We came back across the border and came to a private campground in New York state. It was a comedy to watch the registration process. Our hosts were full-time campers Denny and Dianne whom we met in Florida. Denny came with us to sign in. The woman behind the counter refused to take my money. Our host, Denny, she said, had to pay for us. So I stood there bemused until Denny reached out a took my cash which he then handed to the woman. She gave me the change. She then asked for additional money from Denny which I handed to him and he handed to her. She then handed him four red cards which he (not I) had to fill out with our names and addresses.
The park is built around an old stone quarry and has pristine spring-fed lakes.
Now we link up with Jo's brother John, whom she calls “Junior” because John also was her father's name. He, on the other hand, hates being referred to as Junior. She'll have to watch that!

Sunday, June 28, 2009

Among the Plain People



Amish buggy waits outside a restaurant in Howe, Indiana.

I'm always more interested in meeting people than seeing things. Now that we are among the Amish in Indiana I'm just in my glory. We came into the tiny town of Howe, a farming community east of Elkhart, Indiana, and we stopped at a campground out in what was once a farm field. We drove "downtown" after we were settled and there they were: two black buggies tied to a hitching post outside a Pizza Hut.
We went to the CVS pharmacy to fill a prescription and there were six buggies tied there.
The next day, Saturday, was market day and we wandered around the central part of Howe and bought the bacon and cheese bread ($1.50) made by a delightful Amish woman whose prim green dress was fastened with plain pins. Her white cap had simple ribbons to tie it down. Next to her were three men, with their beards - but no mustache. Their young boys were bored with the market and sat in chairs with their straw hats over their faces.
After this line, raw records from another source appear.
PR #2101, opened 2026-02-27
fix(tmux): prevent silent wrong-server connections when town context is missing

pae23:
## Problem

When `gt agents menu` (or `gt feed`) is invoked via a cross-socket tmux binding from a personal terminal, `workspace.FindFromCwd()` fails because the CWD is not inside the town. This means `InitRegistry` is never called, `defaultSocket` stays empty, and `NewTmux()` silently connects to whatever tmux server happens to be running (typically the user's personal `default` socket) rather than the town's isolated socket.

## Fix

Two complementary changes:

### 1. `persistentPreRun` uses env var fallbacks (root.go)

Replace `workspace.FindFromCwd()` with `detectTownRootFromCwd()` (already exists in `handoff.go`), which also checks `$GT_TOWN_ROOT` and `$GT_ROOT` after CWD detection fails. This ensures `InitRegistry` — and therefore `SetDefaultSocket` — is called for any command invoked in an environment where the town root is set via env var (polecat sessions, shell integrations, etc.).

### 2. `NewTmux()` sentinel for missing town context (tmux.go)

Instead of silently using an empty socket (which connects to the default server), `NewTmux()` now follows this fallback chain:

1. `defaultSocket` (set by `InitRegistry`) — normal case
2. `$GT_TOWN_SOCKET` (embedded in cross-socket bindings by `EnsureBindingsOnSocket`, see PR #2099)
3. Sentinel `"gt-no-town-socket"` — produces a clear tmux error (`no server running on …/gt-no-town-socket`) rather than silently targeting the wrong server

### 3. Missing `testmain_test.go` (tmux package)

The comment in `tmux_test.go` referenced a `TestMain` that was never created. Added the missing file so the package's integration tests use a dedicated isolated socket instead of the user's default server. Also fixed two tests in `respawn_hook_test.go` that used `NewTmux()` where they should have used `NewTmuxWithSocket(socket)` for their per-test socket.

## Test plan

- [ ] `go build ./...` passes
- [ ] `go test ./internal/tmux/... -short` passes (socket unit tests: TestSetGetDefaultSocket, TestNewTmuxInheritsSocket, etc.)
- [ ] `go test ./internal/cmd/... -short` passes
- [ ] `TestNewSessionWithCommand_Success` failure is pre-existing on `main` (confirmed independently)

### DIFF
--- a/internal/cmd/root.go
+++ b/internal/cmd/root.go
@@ -103,8 +103,11 @@ func persistentPreRun(cmd *cobra.Command, args []string) error {
 	logCommandUsage(cmd, args)
 
 	// Initialize session prefix registry and agent registry from town root.
-	// Best-effort: if town root not found, the default "gt" prefix is used.
-	if townRoot, err := workspace.FindFromCwd(); err == nil && townRoot != "" {
+	// Try CWD detection first, then fall back to GT_TOWN_ROOT / GT_ROOT env vars.
+	// Env var fallback ensures commands invoked from outside the town directory
+	// (e.g., "gt agents menu" via a cross-socket tmux binding) still connect to
+	// the correct town socket rather than silently using the wrong server.
+	if townRoot := detectTownRootFromCwd(); townRoot != "" {
 		if err := session.InitRegistry(townRoot); err != nil {
 			fmt.Fprintf(os.Stderr, "WARNING: failed to initialize town registry: %v\n", err)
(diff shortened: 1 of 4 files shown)


pae23:
Split into #2102 (root.go env fallbacks) and #2103 (NewTmux sentinel + test fixes).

The men were selling cabbage and cucumbers - organic, of course. We did not shoot pictures of these people because they do not believe their image should be captured.
We wandered along country roads, passing the buggies which clip-clop along in their own lane, and came to the town of Shipshewana, considered a cultural center for the Amish and their less biblically strict brothers, the Mennonites. We stopped into Yodel's meat market and it was humming with the plain people, as they are called. All the meats are wrapped in white paper and are labeled. Jo didn't like that she couldn't see the meat. So she wouldn't buy. But I bought a two-pound dollop of churned butter.
We wandered through town and visited a saddlery since this is such a horse culture. Many of the Amish still plough their fields with big Belgian horses. The saddlery was loaded with hundreds, perhaps thousands, of bits, bridles and other things equestrian. There was a great variety of saddles and blankets and boots and hats.
The Amish just don't believe in using the internal combustion engine, or electricity, or any of the millions of other modern conveniences we take for granted.
Their dolls, by the way, have no facial features. I actually see a bit of a similarity between the Amish and Muslims we have met in Malaysia and Pakistan. You'll have a hard time finding a doll in a Muslim household because they do not believe in creating likenesses of people. They did make an exception for Barbie dolls, strangely, because they simply do not believe Barbie is representative of anything human. I like that.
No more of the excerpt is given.